Thursday, April 24, 2008

self-promotion

I like the article I wrote for today, and it's buried on our awful Web site. So... I'm putting it here.


North Stonington — In the 17th century, colonial settlers built waist-high rock piles through forests and swamps to mark local borders, including the east-west line that divides North Stonington from the three towns to the north.

The piles are still there, but borders with Preston, Griswold, and Voluntown have shifted, differing slightly in each town's maps.

Selectmen here hired a surveyor who tracked down the original pilings and recommends that the four towns return to those old markings to form standard, satellite-confirmed town boundaries.

“Everybody had a random way of drawing their own town tax maps. The town line is where it has always been but nobody has been willing to spend the money to locate it and meld that into their mapping system,” surveyor Donald Aubrey said.

The line Aubrey proposed at a selectmen's meeting Tuesday night would move the border between Preston and North Stonington farther south, ceding a small amount of land to Preston. Voluntown would gain some undeveloped state land. The boundaries would clarify the border between Voluntown and Griswold too, said First Selectman Nicholas H. Mullane II.

Preston First Selectman Robert Congdon was at the meeting and agreed the boundary made sense. Griswold officials had a conflicting meeting and could not attend. Voluntown officials were not present, but Mullane said they were not concerned by the changes, as most of that town's border runs through state land.

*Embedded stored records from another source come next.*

PR #1391, opened 2021-07-20
Enable FELIX_WIRGEUARDHOSTENCRYPTIONENABLED for AKS/EKS

aaaaaaaalex:
## Description

Felix needs to explicitly add host IP's to wireguard's trusted IP's list in order to work properly on AKS, and also on EKS so that it can properly encrypt cross-host traffic when making requests through services/nodeports.

This change toggles `FELIX_WIREGUARDHOSTENCRYPTIONENABLED` flag when using AKS, or when using EKS with CalicoCNI (EKS CNI still a ways off)

Related Felix PR: https://github.com/projectcalico/felix/pull/2897

## For PR author

- [x] Tests for change.

## For PR reviewers

- [ ] Appropriate labels:

### DIFF
--- a/pkg/render/node.go
+++ b/pkg/render/node.go
@@ -1240,6 +1240,8 @@ func (c *nodeComponent) nodeEnvVars() []v1.EnvVar {
 			// We also need to configure a non-default trusted DNS server, since there's no kube-dns.
 			nodeEnv = append(nodeEnv, v1.EnvVar{Name: "FELIX_DNSTRUSTEDSERVERS", Value: "k8s-service:openshift-dns/dns-default"})
 		}
+	case operator.ProviderAKS:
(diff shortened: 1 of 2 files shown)


aaaaaaaalex:
Open question for the operator devs...

If I were to add a felixconfig var that would force [this behaviour](https://github.com/tigera/operator/pull/1391/files#diff-d4d31d15e69aa9a0bad7776e758dfbd50b8e0e1a969fd16719f56c470cac4e7bR1243) to "true"/"false", I expect the docstring for it would be messy - There might end up being a lot of `defaults to "true" on X and "false" on Y` talk, which seems messy compared to the otherwise clear documentation for other felixconfig vars.  Would that be an unacceptable var to have? Thoughts on alternatives?

Brian-McM (approved):

Brian-McM:
@aaaaaaaalex I think what you did is correct, I don't think we want this configurable through the felixconfig since this isn't something that a user should be able to override right now. This can always be revisited, but this looks correct to me.

PR #1392, opened 2021-07-21
Set FELIX_ROUTETABLERANGE to 31-250 for AWS CNI

mikestephen:
AWS CNI will create routing tables with indexes from 2-15, so this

The town lines have not been standardized for years, but it's important to address the situation now because some areas in the overlapping maps either are or have the potential to be developed, said Mullane.

“There are subdivisions occurring on the boundary. Therefore, it behooves us to make sure there is a good town survey available,” he said.

There is one home mostly in Preston whose property is partially in North Stonington on some maps. The old boundary puts the whole property squarely in Preston.

Aubrey found the centuries-old piles by trekking through woods and, at some points, swamps that submerged him to the waist.

“There is enough evidence to actually put a straight line down there, which is the intention,” Aubrey said.

Once the towns agree, Aubrey recommends sticking metal rods through the rock piles so they are easy to identify. There are piles made in other centuries as well as Native American burial piles making the terrain confusing to an untrained eye. One of the boundary piles was partially dismantled in colonial days, because it was confused with a burial mound — Native Americans covered cremation sites with stone piles containing the deceased's possessions, Aubrey said.

Griswold First Selectman Philip E. Anthony Jr. was still unfamiliar with the boundary proposal Wednesday afternoon, but said he was open to the idea of working with his fellow selectmen.

As for approving the line, Anthony said, “I guess it depends on whether we're going to gain or lose real estate.”